We need to reject the UK government’s bespoke approach to refugees – The BMJ

Posted: March 4, 2022 at 5:01 pm

As I was writing this article yesterday, I watched the UK government announce in Parliament yet another change of policy towards Ukrainians fleeing their country.

The Mdecins du Monde network, of which Doctors of the World is a member, has operated in eastern Ukraine since 2015, just after the conflict started in 2014. When the current hostility broke out, we had to ensure the safety of our doctors, support staff, and vital medical supplies, as well as reassess how we can continue to support the country as it descends further into war. This will include supporting refugees who are fleeing to the neighbouring nations that will provide safe refuge for the majority.

This latest change in the UKs policy came after the government had previously suggested, among other things, that people fleeing for their lives should apply for seasonal work visas, such as to pick fruit in the UK, or that to qualify for sanctuary in the UK, they had to meet a very restrictive definition of joining family members.

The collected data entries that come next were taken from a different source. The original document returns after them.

PR #2058, opened 2020-12-20
Extension methods to configure authorization requirements for GraphQL elements: types, fields, schema.

sungam3r:
See https://github.com/graphql-dotnet/server/issues/293 and especially https://github.com/graphql-dotnet/server/issues/293#issuecomment-740469302 .I believe it would be correct to provide a base API for declaration of authorization requirements in the main project. In this case, the implementation will remain in the corresponding separate repositories.

### DIFF
--- a/src/GraphQL.Tests/Bugs/Bug138DecimalPrecisionTests.cs
+++ b/src/GraphQL.Tests/Bugs/Bug138DecimalPrecisionTests.cs
@@ -6,7 +6,11 @@ namespace GraphQL.Tests.Bugs
 {
     public class Bug138DecimalPrecisionTests : QueryTestBase<DecimalSchema>
     {
+#if NETCOREAPP3_1
         [Fact]
+#else
+        [Fact(Skip = "24.149999999999999 with .NET Core < 3.1")]
+#endif
         public void double_to_decimal_does_not_lose_precision()
         {
             var query = @"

While the latest changes, which were announced on 1 March, are certainly welcomed, they do not match either the rhetoric or the effort put in place by Ukraines EU neighbours to welcome refugees fleeing the conflict.

The UK government is asking people who have fled their homes in Ukraine for fear of their lives to go through a lengthy bureaucratic process to apply for a visa to join family members in the UK, when what would be needed instead is to prepare the machinery of government to welcome every Ukrainian refugee who wants to come here in search of safety.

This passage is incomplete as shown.